With respect to treatment-related AEs after 5 years of follow-up (Supplementary Fig. 1), any-grade treatment-related fluid retention events occurred more frequently in the BID (53%) versus QD (40%) arm. Treatment-related pleural effusion events of any grade slightly increased in incidence between 2 years (QD: 31 [20%]; BID: 62 [39%]) and 5 years (QD: 43 [27%]; BID: 71 [44%]); grade 3–5 pleural effusion occurred in 14 (9%) and 15 (9%) patients in the QD and BID arms, respectively, at 5 years. While the incidence of pleural effusion was unchanged between 5 and 7 years in this study population, others have reported a continuing risk over time after years of dasatinib treatment⁹.

At 5 years, there were four cases (two grade 3–5) of drug-related congestive heart failure/cardiac dysfunction in patients in the BID arm. Drug-related pulmonary hypertension was diagnosed by echocardiogram in three patients and indicated by X-ray in one case; it was observed in one (grade 3–5) and three (grade 1–2) patients in the QD and BID arms, respectively, within 5 years. The case in the QD arm was diagnosed on study day 944 and the cases in the BID arm were diagnosed on study days 36, 463, and 838. There were no cases of pulmonary arterial hypertension (PAH); however, right heart catheterization is required to confirm PAH, and only one procedure was performed.
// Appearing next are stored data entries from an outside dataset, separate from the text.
PR #6965, opened 2024-06-21
[shared_preferences] Platform implementations of async api

tarrinneal:
part 2 of https://github.com/flutter/packages/pull/5210


tarrinneal:
@reidbaker any chance you can help me diagnose this gradle issue?

stuartmorgan:
I *believe* that ("`Unsupported class file major version`") is the result of something requiring a newer Java version than is available on the machine?

reidbaker:
> I _believe_ that ("`Unsupported class file major version`") is the result of something requiring a newer Java version than is available on the machine?

Yes that is correct.

reidbaker:
Unsupported class file major version 65 means you are using java 21 and should be using something lower [more detail here](https://stackoverflow.com/questions/77974590/unsupported-class-file-major-version-65-with-java-21-workaround) 

Looking at your changes I dont see anything that should cause this failure. @christopherfujino do you see something about this machine config that would cause it to run java 21 instead of the lower java versions we expect.

stuartmorgan:
The machine should definitely be using 17: https://github.com/flutter/packages/blob/3144ac0576e30ab73653ec3fbced4e598882f4bf/.ci.yaml#L32

Could it be something precompiled that used 21?

packages/shared_preferences/shared_preferences_foundation/lib/shared_preferences_foundation.dart
```diff
@@ -2,106 +2,236 @@
...
+}
+
+/// Options for the Foundation specific SharedPreferences plugin.
+@immutable
+class SharedPreferencesFoundationOptions extends SharedPreferencesOptions {
+  /// Creates a new instance with the given options.
+  SharedPreferencesFoundationOptions({
+    this.suiteName,
+  }) {
+    if (Platform.isIOS && !(suiteName?.startsWith('group.') ?? true)) {
```
stuartmorgan, line 215: Let's comment why here, so it's obvious why we're restricting the API. Something like:

```dart
// Ensure that use of suite is compliant with required reason API category 1C8F.1; see
// https://developer.apple.com/documentation/bundleresources/privacy_manifest_files/describing_use_of_required_reason_api
```

packages/shared_preferences/shared_preferences_android/lib/shared_preferences_android.dart
```diff
@@ -4,99 +4,194 @@
 
 import 'package:flutter/foundation.dart';
 import 'package:flutter/services.dart';
-import 'package:shared_preferences_platform_interface/shared_preferences_platform_interface.dart';
+import 'package:shared_preferences_platform_interface/shared_preferences_async_platform_interface.dart';
 import 'package:shared_preferences_platform_interface/types.dart';
 
-import 'src/messages.g.dart';
+import 'legacy_shared_preferences_android.dart';
```
stuartmorgan, line 10: Oops, I missed this in all of the implementations: you need to export this file, otherwise it's a breaking change for the package.

Let's instead do the more common thing we do with multiple files that get exported: make the top-level file just an export file, then put the actual implementations in src. See `url_launcher/lib/url_launcher.dart` for example.

stuartmorgan: Wait, but you also renamed the Dart classes, which is also breaking. So you'll have to undo the name changes, or major-version-bump all of the implementation packages.

stuartmorgan (changes requested):

christopherfujino:
> Unsupported class file major version 65 means you are using java 21 and should be using something lower [more detail here](https://stackoverflow.com/questions/77974590/unsupported-class-file-major-version-65-with-java-21-workaround)
> 
> Looking at your changes I dont see anything that should cause this failure. @christopherfujino do you see something about this machine config that would cause it to run java 21 instead of the lower java versions we expect.

@gmackall I vaguely recall us digging into some configs, and realizing that--regardless of what we last installed via CIPD, the tooling would choose the newest version installed. Do you remember the context, and if that's what's happening here?

reidbaker:
At one point there was a bug where different parts of the tooling had different java evaluations. But I think @andrewkolos fixed all known instances and refactored the logic to be shared.

gmackall:
> > Unsupported class file major version 65 means you are using java 21 and should be using something lower [more detail here](https://stackoverflow.com/questions/77974590/unsupported-class-file-major-version-65-with-java-21-workaround)
> > Looking at your changes I dont see anything that should cause this failure. @christopherfujino do you see something about this machine config that would cause it to run java 21 instead of the lower java versions we expect.
> 
> @gmackall I vaguely recall us digging into some configs, and realizing that--regardless of what we last installed via CIPD, the tooling would choose the newest version installed. Do you remember the context, and if that's what's happening here?

Hmm, I'm not sure I remember that discussion, but regardless - there should only be one Java version installed according to the `.ci.yaml` link that @stuartmorgan provided (unless something else is somehow installing a Java version). 

Also, it looks like the latest failures are just test failures now, not the same Gradle error?

```
io.flutter.plugins.sharedpreferences.SharedPreferencesTest > testClearWithAllowList FAILED
    java.lang.ClassCastException at SharedPreferencesTest.kt:152
```

tarrinneal:
I updated the kotlin version to the version that is often forced using the `bom` method. That resolved the gradle issues

packages/shared_preferences/shared_preferences_android/lib/shared_preferences_android.dart
tarrinneal: the "file must be exported or else it's a breaking change" issue could probably use a test at some point

packages/shared_preferences/shared_preferences_foundation/darwin/shared_preferences_foundation/Sources/shared_preferences_foundation/SharedPreferencesPlugin.swift
```diff
@@ -54,18 +57,130 @@ public class SharedPreferencesPlugin: NSObject, FlutterPlugin, UserDefaultsApi {
...
+  {
+    return try SharedPreferencesPlugin.getAllPrefs(allowList: allowList, options: options)
+  }
+
+  func set(key: String, value: Any, options: SharedPreferencesPigeonOptions) throws {
+    try SharedPreferencesPlugin.getUserDefaults(options: options).set(value, forKey: key)
+  }
+
+  func getValue(key: String, options: SharedPreferencesPigeonOptions) throws -> Any? {
+    return try SharedPreferencesPlugin.getUserDefaults(options: options).object(forKey: key)
```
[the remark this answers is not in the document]
tarrinneal: That case is actually covered by the current system, I tested it.

packages/shared_preferences/shared_preferences_android/android/build.gradle
```diff
@@ -2,13 +2,15 @@ group 'io.flutter.plugins.sharedpreferences'
 version '1.0-SNAPSHOT'
 
 buildscript {
+    ext.kotlin_version = '1.8.10'
```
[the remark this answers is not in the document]
tarrinneal: https://logs.chromium.org/logs/flutter/buildbucket/cr-buildbucket/8741408197539124465/+/u/Run_package_tests/native_unit_tests/stdout?format=raw

Integration tests run fine though, only unit tests fail. There may be some other underlying issue.

stuartmorgan:
@tarrinneal I played around with a bit locally, and if I add the `implementation(platform("org.jetbrains.kotlin:kotlin-bom:1.8.22"))` workaround to `android/build.gradle`, drive-examples works (which suggests to me that clients should be fine), then if I add the `kotlin_version` bump to `1.8.10` *only* in `example/android/build.gradle` (which doesn't affect clients), unit tests compiled and passed.

@reidbaker Does that seem like a reasonable thing to do? I'm still not clear why this example needs a different `kotlin_version` when none of the others do, but maybe it's because the unit tests are Kotlin?

reidbaker:
> @tarrinneal I played around with a bit locally, and if I add the `implementation(platform("org.jetbrains.kotlin:kotlin-bom:1.8.22"))` workaround to `android/build.gradle`, drive-examples works (which suggests to me that clients should be fine), then if I add the `kotlin_version` bump to `1.8.10` _only_ in `example/android/build.gradle` (which doesn't affect clients), unit tests compiled and passed.
> 
> @reidbaker Does that seem like a reasonable thing to do? I'm still not clear why this example needs a different `kotlin_version` when none of the others do, but maybe it's because the unit tests are Kotlin?

It seems weird to me that example/android/build.gradle cant use kotlin 1.8.22. The only reason for that would be if the dependencies used in example/android/app/build.gradle were too old to use a newer version of kotlin. 

In general I think it is ok to have the example app have whatever version of kotlin but it seems to me like they should be aligned.

stuartmorgan:
> It seems weird to me that example/android/build.gradle cant use kotlin 1.8.22.

To clarify, maybe they can use 1.8.22. What doesn't work is continuing to use 1.7.10, even though that's what every other package we have that uses the bom workaround thing is doing.

stuartmorgan:
And to put some numbers to that:
- 7 of our plugins currently use the `implementation(platform("org.jetbrains.kotlin:kotlin-bom:1.8.22"))` trick, with either 1.8.10 or 1.8.22
- **0** of our plugins (other than a Pigeon internal test app) set `ext.kotlin_version` to something newer than `1.7.10`.

So in seven other plugins, just adding the bom line seems to be enough, but here we also need to bump the example app's Kotlin version.

reidbaker:
IIRC there was an issue fixed in kotlin 1.8.* that fixed situations where when you had multiple kotlin versions between the app and libraries that you would have duplicate files and the work around was to add the kotlin bom. 

@gmackall might remember the exact versions.

tarrinneal:
Any ideas why the bom isn't working for this pr?

stuartmorgan:
Since it works if we update Kotlin only in the example app, I would just add that to unblock the PR. We have the build-all app ensuring that it works in an app that doesn't set a higher Kotlin version.

stuartmorgan (approved):
LGTM!

packages/shared_preferences/shared_preferences_android/android/src/main/java/io/flutter/plugins/sharedpreferences/LegacySharedPreferencesPlugin.java
reidbaker, line 1: Are you stuck on legacy as the prefix? The meaning of legacy can change over time so v1 might be a better prefix.

reidbaker (approved):

packages/shared_preferences/shared_preferences_android/android/src/main/java/io/flutter/plugins/sharedpreferences/LegacySharedPreferencesPlugin.java
tarrinneal: I think legacy is pretty fitting, as it is now legacy code. It implies future intent to deprecate the code

reidbaker: The issue is legacy assumes 2 states, Legacy and Current and does not account for a 3rd state to exist at the same time.

stuartmorgan: This is something I don't remember to think about until you raise it in reviews, but I'm trying to internalize it into my normal review process :)

I agree it would have been better not to use that name, but in this case I think it'll end up okay, because this was a big change to an API surface that we very explicitly don't want a lot of churn to, and hasn't been fundamentally changed like this in the entire life of the plugin. It's a very different case than, e.g., Android older API version codepaths, where this has come up before, where we can easily get new ones every year.

reidbaker: Yep I did not view it as a blocker which was why it came paired with an approval. It was just the dismissal that "I think legacy is pretty fitting, as it is now legacy code." that I wanted to expand upon since that misses my entire reason for commenting on the name. 

I should have linked to the style guide. https://github.com/flutter/flutter/blob/master/docs/contributing/Style-guide-for-Flutter-repo.md#avoid-newold-modifiers-in-code

tarrinneal: This code, and the names specifically, can also change any time without breaking anything, as this is just the native platform implementation. If there does end up being another massive overhaul before it's deprecated, we can just change it to something else at that time.

tarrinneal: There's always `LegacyLegacy` ;)

reidbaker: yes there is hahaha 😭

tarrinneal: >  It was just the dismissal that "I think legacy is pretty fitting, as it is now legacy code." that I wanted to expand upon since that misses my entire reason for commenting on the name.

Totally fair, I was missing the expanded context so I appreciate the comment :)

The frequency of hematologic and biochemical AEs was similar between the two dosage groups and was consistent with the earlier study report⁴. No new safety signals were identified in patients who remained on treatment after the 5-year cutoff.

Data from the CA180-035 trial represent the largest study to date, with the longest follow-up, of dasatinib-treated patients with CML-AP. After 5 years of treatment, rates of MaHR, PFS, and OS in the QD and BID dosing arms suggest comparable efficacy with either regimen. Maintenance of MaHR suggests that some patients with CML-AP, who are responding well to second-line dasatinib therapy and are at high risk for transplant-related mortality may not need to seek a stem cell transplant. More AEs, specifically fluid-retention events (e.g., pleural effusion), occurred in patients with CML-AP in the BID versus QD arm. The reason for higher OS in the BID arm is unclear. However, because there is no significant difference in survival between these dosages, BID dosing has a more complicated safety profile, and patients with CML-AP who respond to and tolerate dasatinib treatment can maintain long-term responses, the data reinforce the current QD dose indication for treatment of patients with advanced CML. Overall, the 5-year efficacy and 7-year safety data in dasatinib-treated patients after imatinib intolerance/resistance presented here support use of dasatinib for long-term treatment of patients diagnosed with CML-AP.